# Serre Duality and Tor Stuff

This post contains mostly statements of theorems, and essentially no proofs.  I guess I’m getting lazy.

Thm(Serre): Let $X/k$ be smooth and proper of dim n (smooth = geometrically regular and flat).  Then if $E$ is locally free sheaf of finite rank on $X$, then there exists natural perfect parings

$H^i(X,E) \times H^{n-1}(X, E^\vee\otimes \Omega^n_{X/k}) \to k$

Ogus proved this in the case $X/k$ is projective.  In fact Ogus went on to discuss duality in the derived category.  Along the way this definition came up: a complex of R-modules is strictly perfect if its bounded and all its terms are projective and finitely generated.  Then perfect is defined to be quasi isomrophic to a strictly perfect complex.

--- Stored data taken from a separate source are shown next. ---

PR #2722, opened 2026-05-28
Fix `nvcc` dryrun parsing for CUDA 13.3

mbrobbel:
`sccache` assumed `nvcc`-generated `cicc` and `ptxas` inputs were always at a fixed offset near the end of the command line. With CUDA 13.3.33, `cicc` dryrun output can place `--simt-only` after the input file, which makes the old positional parser treat `--simt-only` as the input instead of `kernel.cpp1.ii`.

That can prevent `sccache` from grouping the `cicc` and `ptxas` device compilation steps correctly. Later, `fatbinary` fails because the expected `.cubin` files were never produced.

## Changes

- Find `cicc` inputs by `.cpp1.ii` extension instead of fixed position.
- Find `ptxas` inputs by `.ptx` extension instead of fixed position.
- Keep the old positional fallback for unexpected command shapes.
- Add regression coverage for `cicc` input before `--simt-only`.
- Add regression coverage for `ptxas` input detection by `.ptx`.
- Add `nvcc` dryrun grouping coverage for CUDA 13.3-style `--simt-only`.

PR #2809, opened 2026-08-14
Don't cache ptxas PTX-verification passes

tinglvv:
Follow up from https://github.com/mozilla/sccache/pull/2722, we discovered issue while building torchao._C_mxfp8 extension: https://github.com/pytorch/pytorch/actions/runs/30797328141/job/91700085985

"nvcc": nvcc_args
+ [
    "-gencode=arch=compute_100,code=sm_100",
    "-gencode=arch=compute_120,code=compute_120",
],

For a virtual-only gencode such as -gencode arch=compute_120,code=compute_120 there is no SASS to emit, so output is not cacheable. nvcc runs ptxas purely to syntax-check the PTX and passes no -o at all:

  ptxas -arch=compute_120 -m64 kernel.compute_120.ptx

group_nvcc_subcommands_by_compilation_stage marks every ptxas sub-command Cacheable::Yes, and the caching path requires an "obj" output that only -o populates, so the whole compile dies in cicc::generate_compile_commands with `Missing "cubin" file output`. Any target carrying a +PTX architecture can hit this.

This fix adds a Cacheable::No clause to route the sub-command to the path nvcc.rs already uses for non-cacheable steps: build the command and run it directly. 

Test Plan:
Carried as a source patch in PyTorch CI, where it fixes the inductor build that compiles torchao against CUDA 13.2:

```
python .ci/pytorch/smoke_test/smoke_test.py --package=torchonly
```

### DIFF
--- a/src/compiler/nvcc.rs
+++ b/src/compiler/nvcc.rs
@@ -792,7 +792,15 @@ where
                     }
                     false
                 });
-                (env_vars.clone(), Cacheable::Yes, group)
+                // For a virtual-only gencode (e.g. -gencode arch=compute_120,
+                // code=compute_120) nvcc runs ptxas with no -o just to verify the
+                // PTX. There is no artifact to cache, so run it directly.
+                let cacheable = if args.iter().any(|arg| arg == "-o") {
+                    Cacheable::Yes
+                } else {
+                    Cacheable::No
+                };
+                (env_vars.clone(), cacheable, group)
             }
             // cudafe++ _must be_ cached, because the `.module_id` file is unique to each invocation (new in CTK 12.8)
             Some("cudafe++") => {


tinglvv:
cc @mbrobbel @sylvestre please review

mike-wendt:
@tinglvv thanks for this! I was just making a PR to fix this gap as well

I've verified this fix works (full `compiler::` suite green, 315/315) and reproduced the bug as you reported in #2722 with local mocks

Thanks again

sylvestre:
Could you please add a test to make sure we don't regress? thanks

mbrobbel (approved):

sylvestre:
@mbrobbel i am confused why you approved this change? it doesn't have tests :/

mbrobbel:
> @mbrobbel i am confused why you approved this change? it doesn't have tests :/

Oh you are right, I'm sorry about that. Can I suggest the following patch for the regression test?

```diff
diff --git a/src/compiler/nvcc.rs b/src/compiler/nvcc.rs
index 8f618efd..d455ce94 100644
--- a/src/compiler/nvcc.rs
+++ b/src/compiler/nvcc.rs
@@ -1592,6 +1592,9 @@ mod test {
 #$ cl -D__CUDA_ARCH__=800 -D__CUDACC__ -E -x c++ "kernel.cu" > "kernel.cpp1.ii"
 #$ cicc --device-c -arch compute_80 --module_id_file_name "kernel.module_id" --gen_c_file_name "kernel.cudafe1.c" --stub_file_name "kernel.cudafe1.stub.c" --gen_device_file_name "kernel.cudafe1.gpu" "kernel.cpp1.ii" --simt-only -o "kernel.ptx"
 #$ ptxas -arch=sm_80 --compile-only "kernel.ptx" -o "kernel.cubin"
+#$ cl -D__CUDA_ARCH__=1200 -D__CUDACC__ -E -x c++ "kernel.cu" > "kernel.compute_120.cpp1.ii"
+#$ cicc --device-c -arch compute_120 "kernel.compute_120.cpp1.ii" -o "kernel.compute_120.ptx"
+#$ ptxas -arch=compute_120 -m64 "kernel.compute_120.ptx"
 #$ fatbinary --create="kernel.fatbin" "--image3=kind=elf,sm=80,file=kernel.cubin" --embedded-fatbin="kernel.fatbin.c" --device-c
 #$ cl -D__CUDA_ARCH__=800 -D__CUDACC__ -c -x c++ "kernel.cudafe1.cpp" -Fo"kernel.o"
 "#
@@ -1604,6 +1607,9 @@ mod test {
 #$ gcc -D__CUDA_ARCH__=800 -D__CUDACC__ -E -x c++ "kernel.cu" -o "kernel.cpp1.ii"
 #$ cicc --device-c -arch compute_80 --module_id_file_name "kernel.module_id" --gen_c_file_name "kernel.cudafe1.c" --stub_file_name "kernel.cudafe1.stub.c" --gen_device_file_name "kernel.cudafe1.gpu" "kernel.cpp1.ii" --simt-only -o "kernel.ptx"
 #$ ptxas -arch=sm_80 --compile-only "kernel.ptx" -o "kernel.cubin"
+#$ gcc -D__CUDA_ARCH__=1200 -D__CUDACC__ -E -x c++ "kernel.cu" -o "kernel.compute_120.cpp1.ii"
+#$ cicc --device-c -arch compute_120 "kernel.compute_120.cpp1.ii" -o "kernel.compute_120.ptx"
+#$ ptxas -arch=compute_120 -m64 "kernel.compute_120.ptx"
 #$ fatbinary --create="kernel.fatbin" "--image3=kind=elf,sm=80,file=kernel.cubin" --embedded-fatbin="kernel.fatbin.c" --device-c
 #$ gcc -D__CUDA_ARCH__=800 -D__CUDACC__ -c -x c++ "kernel.cudafe1.cpp" -o "kernel.o"
 "#
@@ -1647,7 +1653,7 @@ mod test {
             .find(|group| {
                 group
                     .iter()
-                    .any(|cmd| cmd.exe.file_stem().and_then(|stem| stem.to_str()) == Some("cicc"))
+                    .any(|cmd| cmd.args.iter().any(|arg| arg == "kernel.cubin"))
             })
             .expect("missing device compile group");

@@ -1671,6 +1677,17 @@ mod test {
             .find(|cmd| cmd.exe.file_stem().and_then(|stem| stem.to_str()) == Some("ptxas"))
             .unwrap();
         assert!(ptxas.args.iter().any(cicc::is_ptxas_input));
+        assert_eq!(Cacheable::Yes, ptxas.cacheable);
+
+        let virtual_ptxas = groups
+            .iter()
+            .flatten()
+            .find(|cmd| {
+                cmd.exe.file_stem().and_then(|stem| stem.to_str()) == Some("ptxas")
+                    && cmd.args.iter().any(|arg| arg == "kernel.compute_120.ptx")
+            })
+            .expect("missing virtual-only ptxas command");
+        assert_eq!(Cacheable::No, virtual_ptxas.cacheable);
     }

     #[test]
```

src/compiler/nvcc.rs
```diff
@@ -792,7 +792,15 @@ where
                     }
                     false
                 });
-                (env_vars.clone(), Cacheable::Yes, group)
+                // For a virtual-only gencode (e.g. -gencode arch=compute_120,
+                // code=compute_120) nvcc runs ptxas with no -o just to verify the
+                // PTX. There is no artifact to cache, so run it directly.
+                let cacheable = if args.iter().any(|arg| arg == "-o") {
```
sylvestre, line 798: there's already test_group_nvcc_subcommands_with_simt_only_cicc_input just below, please add one with a virtual-only gencode ptxas line and assert Cacheable::No

sylvestre, line 798: only bare `-o`? ptxas also takes `--output-file` and `-o=file`, would those slip through as Yes?

src/compiler/nvcc.rs
```diff
@@ -792,7 +792,15 @@ where
                     }
                     false
                 });
-                (env_vars.clone(), Cacheable::Yes, group)
+                // For a virtual-only gencode (e.g. -gencode arch=compute_120,
```
sylvestre: 3 lines of comment for a 5 lines change, could you shorten it please :)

Ogus talked about a dualzing sheaf and a trace map much like Harthshrone and proved the following thm called the general duality thm:

Thm: Let $X/S$ ($S = \mbox{Spec} R$, R Noeth)  be projective, then there exists a canonical pair $(\omega^\bullet_{X/S}, \mbox{tr}_{X/S})$ where the first term is in the derived category $D^+(X/S)$ of quasicoherent complexes with coherent cohomology, and the trace map is from $R\Gamma(X, \omega^\bullet_{X/S}) \to R$.  This pair has the property that for all $E \in D^b(X)$ the composition

$R\hom(E, \omega^\bullet) \to R\hom(R\Gamma(E), R\Gamma(\omega^\bullet)) \to R\hom(R\Gamma(E), R)$

is an isomoprhism.

Later, Ogus proved that if $X/S$ is smooth of dim d then $\omega_{X/S} \cong \Omega^d_{X/S}$.

### Tor Stuff

The notation is A is a ring, M,N are A-modules and for $P^\bullet \to N$ a projective resolution $Tor_i(M, N ) = Tor^{-i} (M, N ) = h^{-1}(M \otimes P^\bullet)$.  A handy fact is that flat modules N are $Tor(M, - )$ acyclic.  And Tor can be computed by taking a projective resolution of either term.  Here’s a fun fact:

Prop: $R$ is a Noeth. local ring and $M$ is fin. gen. R -module.  TFAE

1.  M is free
2. M is projective
3. M is flat
4. $Tor_1(M, R/m = k) = 0$

proof: 1 implies 2 implies 3 implies 4 is straightforward.  For the last step, choose a basis to get an isomorhpism

$k^d \cong M \otimes k = M/mM$

Nakayama’s lemma says that lifting the basis in M/mM to M gives a generating set, so there is a short exact sequence

$0 \to K \to R^d \to M \to 0$

Tensor with the residue field to get a long exact sequence

$\to 0 = Tor_1(M, k) \to K\otimes k \to k^d \cong M\otimes k \to 0$

It follows that $K \otimes k = 0$ and Nakayama’s lemma says $K = 0$.QED

Here’s another result

Thm: If $X/R$ is projective and $E \in Coh(X)$ then $R\Gamma(X,E) \in D^b(R)$ is a perfect complex and E is flat over R.

This result is used to prove basic results usually termed under cohomology with base change.  A nice treatment is done in Mumford’s book ‘Abelian Varieties.’  I think at some point I’ll put up a post about it.